Year Of Release: 2001.
Label: Clairecords.
Label reference #: Fern 024.
TK Mailorder Reference ID: M10687
Approximate release date: October 30, 2001.
Genres:

Price: $9.85 [Out of Stock]


Description: Guitars, piano, synthesizers, marimba, shakers and the vocals of Kristy and Ed, both formerly of Polar, make up this mysterious and quite pleasant dreampop/sometimes dance-pop album.

Track listing:

1. "Opening Theme"


2. "The 7th"


3. "She's Withering"


4. "She Said Goodbye"


5. "All Our Favorite Cats"


6. "Fractions Of A Second"


7. "Feed Us All"


8. "The Happy Girl"


9. "Dream"


10. "Unexpected Love"


11. "Why Are You Hiding?"


12. "Fractions Of A Second"


13. "This Sad Movie"



listen to all tracks as .m3u playlist
Twee Kitten review of This Sad Movie
by Keith Mclachlan

Do you know what would be truly the saddest movie ever made? It would be the movie made by some enterprising young filmmaker who decided merely to set-up an unmanned camera at the self-serve checkout lane at the grocery store.

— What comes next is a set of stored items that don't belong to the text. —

PR #5434, opened 2018-08-09
bug #5356 - added snackbar for wallet errors, removed ATT from defaul…

### LINKED ISSUE #5356: 0  fiat amount despite having tokens in Wallet
### Description

*Type*: Bug

*Summary*: Wallet showed $0.00 due to 504 cryptocompare api error. Maybe we can retry the call? Or at least call the API whenever Wallet tab is opened.

### Reproduction

- 

### Additional Information
* Status version: 0.9.24

goranjovic:
fixes #5356 

### Summary:

A number of our users have (silent) problems fetching prices from cryptocompare api - the effect is that total portfolio value in Wallet is shown as zero even if there is some balance in the account. This PR adds the error message, so that in the case of error users would at least be aware of it, rather than to think that they really have no valuable assets.

This PR also removes ATT from the list of default tokens on ropsten (replaced with HND) and adds a migration to remove it from any persisted user settings. This is to remove the false positive error (unable to get token balance) that would appear in the error area on every upgraded app account.

### Testing notes (optional):

- To properly test the main problem, we'll need to block cryptocompare API and then try to use the app.
- There should *not* be an error saying that token balances are not updated (this was triggered by some ATT leftovers)

### Steps to test:
- Block cryptocompare API
- Open wallet and pull to refresh
- There should be an error like in the screenshot

Also, to check balance update failure, e.g. because of connectivity loss:
- Disable wifi/internet
- Open wallet and pull to refresh
- There should be a different error saying balance couldn't be updated

status: ready


jeluard:
It would be nice to have a generic way to handle errors.

goranjovic:
@lukaszfryc https://status-im.slack.com/archives/CA7R1RK0C/p1533819548000308

<blockquote><div><strong><a href="https://status-im.slack.com/archives/CA7R1RK0C/p1533819548000308">Slack</a></strong></div></blockquote>

lukaszfryc:
@goranjovic:

1. The error that appears when cryptocompare api is blocked works great 👍I checked different scenarios with blocking or mocking API responses, etc. Great thing is that the balance refreshes automatically when wallet tab is opened.

2. I don't see error about connectivity loss. When I kill the app, turn off my wifi and log in I see "..." but no error:


Btw, do you know how I can get some ATT (https://etherscan.io/token/0x887834D3b8D450B6bAB109c252Df3DA286d73CE4) so I could test the migration?

<blockquote><div><strong><a href="https://etherscan.io/token/0x887834D3b8D450B6bAB109c252Df3DA286d73CE4">Atmatrix (ATT) Token Tracker</a></strong></div><div>The Ethereum BlockChain Explorer, API and Analytics Platform</div></blockquote>

goranjovic:
@lukaszfryc 

1. awesome

2. weird, when I tried it I'd get the error that balance couldn't be updated. The three dots are only supposed to be there while balances and prices are being updated, so it's possible that the request needs to time out before the error is shown. Can you also try disabling the network while you use the app and then either pull to refresh or switch tabs?

3. You can't - we removed ATT a while ago (but didn't clean up). That's why every version between then and now had errors about ATT in logs. If you don't see an error message, it means it works. If you can access logs, you can double check by searching for ATT.

goranjovic:
@jeluard @rasom @flexsurfer Please review :)

lukaszfryc:
> weird, when I tried it I'd get the error that balance couldn't be updated. The three dots are only supposed to be there while balances and prices are being updated, so it's possible that the request needs to time out before the error is shown. Can you also try disabling the network while you use the app and then either pull to refresh or switch tabs?

I did that and in this case it shows my latest balance but still, there is no error. Does it work on your side?

lukaszfryc:
@goranjovic I found one more issue. When you go offline, log out and create new account, then go to wallet, the app freezes forever after you pass the wallet onboarding. Maybe the cryptocompare request we sent blocks it.

goranjovic:
@lukaszfryc 

> I did that and in this case it shows my latest balance but still, there is no error. Does it work on your side?

Yes, I get the error for whichever service is the first to fail. 

Re other issue: also getting the error - nothing blocked

lukaszfryc:
Let me check it again

goranjovic:
@lukaszfryc Don't bother. I rechecked it later and did see the same behavior you did. Apparently it works ok on emulator, not on real device. The problem seems to be in detection of offline state. 

Since it's also like that on develop and PR fixes the main problem with cryptocompare api being unavailable while really online, I vote that we continue with this one and fix the offline bug separately.

lukaszfryc:
@goranjovic yes, I can also replicate them on develop. I'll create separate issues for these things. Please mention this snackbar in the changelog and free to merge 👍

rasom (approved):

src/status_im/data_store/realm/schemas/base/v8/account.cljs
```diff
@@ -0,0 +1,28 @@
...
+  #{:ATT})
+
+(def reader (transit/reader :json))
+(def writer (transit/writer :json))
+
+(defn serialize [o] (transit/write writer o))
+(defn deserialize [o] (try (transit/read reader o) (catch :default e nil)))
+
+(defn migration [old-realm new-realm]
+  (log/debug "migrating accounts schema v4")
```
cammellos: should not be `v8`?

cammellos (approved):

src/status_im/data_store/realm/schemas/base/v8/account.cljs
goranjovic: gotcha

goranjovic:
Updated changelog, fixed copy paste typos in migration comments

flexsurfer (approved):

PR #5454, opened 2018-08-10
Update desktop dependencies

dmitryn:
### Summary:

Update desktop dependencies introduced by https://github.com/status-im/status-react/pull/4997

status: ready

### DIFF
--- a/src/status_im/utils/notifications.cljs
+++ b/src/status_im/utils/notifications.cljs
@@ -4,7 +4,6 @@
             [status-im.utils.handlers-macro :as handlers-macro]
             [status-im.utils.handlers :as handlers]
             [status-im.react-native.js-dependencies :as rn]
-            [status-im.utils.platform :as platform]
             [status-im.ui.components.react :refer [copy-to-clipboard]]
             [taoensso.timbre :as log]
             [status-im.utils.platform :as platform]))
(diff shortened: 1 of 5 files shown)


maxhora (changes requested):
just referencing `react-native-firebase` for Desktop allows to pass JS package bundling step, but on runtime app fails on startup with error:
```
Debug: ubuntu-server err:  "RNFirebase core module was not found natively on Android, ensure you have correctly added the RNFirebase and Firebase gradle dependencies to your `android/app/build.gradle` file.\r\n\r\n See http://invertase.link/android for the android setup guide."

Debug: ubuntu-server err:  "Module AppRegistry is not a registered callable module (calling runApplication)"
```
This happens, because `react-native-firebase` module doesn't support Desktop platform. As quick workaround, possibly, will work adding of conditional check that `react-native-firebase` module related source code is executing on Mobile platform currently.

maxhora:
Have pushed commit which fixes desktop builds by dirty workaround to frame notifications related code with `when-not platform/desktop?` condition.

yenda:
What would be a more long term fix @MaxRis ?

maxhora:
@yenda 
Probably, more long term workaround can be moving of `utils.notifications` namespace under `mobile` namespace and redefining of `utils.notifications` under `desktop` namespace. (similar like we do with `js-dependencies`)

For Desktop we currently also working on desktop notifications feature ( in-progress PR is there https://github.com/status-im/status-react/pull/5330 ), but I'm not sure what common implementation details are in both cases. On desktop we have defined our own `react-native-desktop-notifications` react-native native module to handle notifications background logic.

yenda:
@MaxRis if you are satisfied with the fix can you remove your change request and squash your commit so that we can merge ?

src/status_im/utils/notifications.cljs
```diff
@@ -4,183 +4,185 @@
...
+   (fn [_ _]
+     (re-frame/dispatch [:show-mainnet-is-default-alert])))
+
+  (handlers/register-handler-fx
+   :request-notifications-denied
+   (fn [_ _]
+     (re-frame/dispatch [:show-mainnet-is-default-alert])))
+
+  (def firebase (object/get rn/react-native-firebase "default"))
+  ;(def firebase "")
```
yenda: comment can be removed

yenda (approved):

src/status_im/utils/notifications.cljs
maxhora: @yenda oh, overlooked it, thanks!

maxhora (approved):

maxhora:
@yenda done! thank you

PR #5480, opened 2018-08-13
iOS 💛 fastlane

mandrigin:
This PR switches all iOS builds to using [fastlane](https://fastlane.tools).

### 1. Code signing via `match`
Instead of manual signing setup, everything is changed to [codesigning guide](https://codesigning.guide) using [fastlane match](https://docs.fastlane.tools/actions/match/).

New certificates are created and stored in a private git repository.
The repo is: https://github.com/status-im/ios-certificates/
Admins are (as of now): @jakubgs, @rasom, @mandrigin

That makes provisioning of the new CI machines much simpler.

### 2. Move all the iOS build steps to `fastlane`

3 lanes are created for iOS:
`ios adhoc` — for the builds to be distributed via diawi. It creates an ad-hoc signed app that only devices with registered UDIDs can install. It is used for PRs and Release Candidate builds.

`ios release` — creates a "proper" release build and uploads it to TestFlight. This build is to be distributed along external testing and this lane is only used in `upload_release_ios` Jenkins job.

`ios nightly` — creates & uploads a testflight build and also builds a second .ipa to be distributed via diawi.

### 3. Keychain unlock

Keychain unlock is moved to fastlane too. See [this line](https://github.com/status-im/status-react/pull/5480/files#diff-56c5021ef06ac6cea807ae53269b6f4fR15)

### 4. Misc

- `Jenkinsfile.nightly` was removed because it wasn't used. `Jenkinsfile.nightly_fastlane` is still here

- Xcode project is changed to use manual signing and match certificates

- builds for mobile are now running on the Jenkins machines with tag `fastlane` instead of `macos<whatever>`

status: ready


rasom (approved):

goranjovic (approved):

mandrigin:
@annadanchenko @lukaszfryc I won't wait for the autotests, because no code changes are here

fastlane/Fastfile
```diff
@@ -6,25 +6,112 @@
...
-# Uncomment the line if you want fastlane to automatically update itself
-# update_fastlane
+# There are a few env variables defined in the .env file in
+# this directory (fastlane/.env)
+
+
+# unlocks keychain if KEYCHAIN_PASSWORD variable is present
+# (to be used on CI machines)
+def unlock_keychain_if_needed
+    if ENV["KEYCHAIN_PASSWORD"]
```
nemoeslovo, line 16: @mandrigin you might want to handle the case when env variable isn't setup, and send some meaningful message as `UI.error("...")`, since build will fail anyway with locked keychain.

I really like the way artsy treat open source contributors when they give suggestions on how to build app without being part of organization as part of the flow https://github.com/artsy/eidolon/blob/e90a1ffd38d73179a6fe2174587dcd98988efc48/fastlane/Fastfile#L37

mandrigin: @nemoeslovo yeah, good point!
theoretically the keychain shouldn't be locked for non ssh builds, but it'd be nice to handle this case too

mandrigin: they also support this magic value in their code for OSS contributors, right?

fastlane/Fastfile
```diff
@@ -6,25 +6,112 @@
...
       ipa: "status_appstore/StatusIm.ipa"
     )
-    slack(message: "New release build uploaded to iTunes Connect")
+    slack(message: "New release build uploaded to TestFlight")
   end
-  desc "Remove inactive TestFlight users"
+
+  desc "`fastlane ios clean` - remove inactive TestFlight users"
+  desc "uses custom plugin, installed via"
+  desc "`sudo get install fastlane-plugin-clean_testflight_testers`"
```
chadyj, line 114: Plugin [install docs](https://github.com/KrauseFx/fastlane-plugin-clean_testflight_testers/blob/master/README.md) mentions `fastlane add_plugin clean_testflight_testers`

chadyj:
Very cool @mandrigin.  What's next for Fastlane?

fastlane/Fastfile
mandrigin: it is the same but probably a better syntax
feel free to fix it an submit a PR :-P

mandrigin:
@chadyj diawi, I guess and github comments later. android after that.

fastlane/Fastfile
chadyj: I tried `sudo get install fastlane-plugin-clean_testflight_testers` but got `command not found` :(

The horror on the audience's faces when they discovered what absolute imbeciles 99% of their fellow homo sapiens are would cause extreme depression and panic and surely a run on kleenex and visine. Have you had the pleasure of sitting behind someone who can't quite figure out an ATM in your lifetime? Well imagine the situation made exponentially more frustrating as those same social science majors attempt to figure out how to key in their 3 pounds of braeburn apples without shutting down the federal reserve because they have managed to cause the grocery computer system to overload by their technological incompetence. That movie would be much more tragic than the stills from the 'alleged' film documented by this record, photos that are collated in some sort of storyboard on the cover. It looks like a scene from Timecode which looked like a dreadful movie that I have no desire to ever see. The music is shoegaze-y, but also electronic-y, I have never heard their previous band Polar so I am not sure if this is a new direction for the band. I did once, in fact, review a Polar record for TK but it was one of the guys from Moose and they have since changed their name probably because of the american Polar but then the American Polar no longer exists and I notice there is now a DJ in the UK using the moniker Polar. Good times to be a litigator I suppose. Anyhow some of the Con Dolore material reminds me a bit of Curve and the girl, unlike the Isobella lady, has a beautiful voice and why they insist on letting anyone other than her sing is a bit of a puzzle. Must be the whole 'Look they are my words and only I can breathe life into them' whine going on but the guy can't sing a lick and should be shut down immediately. His tunes are more mechanical and sound like something a cutting-edge canadian band might do. It is waaaaay too long, clocks in at 9734 minutes but there are multiple moments of beauty in at least sixty-seven percent of those minutes and it is intriguing enough to require multiple listens to take it all in. Yippee for Clair then because they really are swell folks and maybe this record will make them billionaires.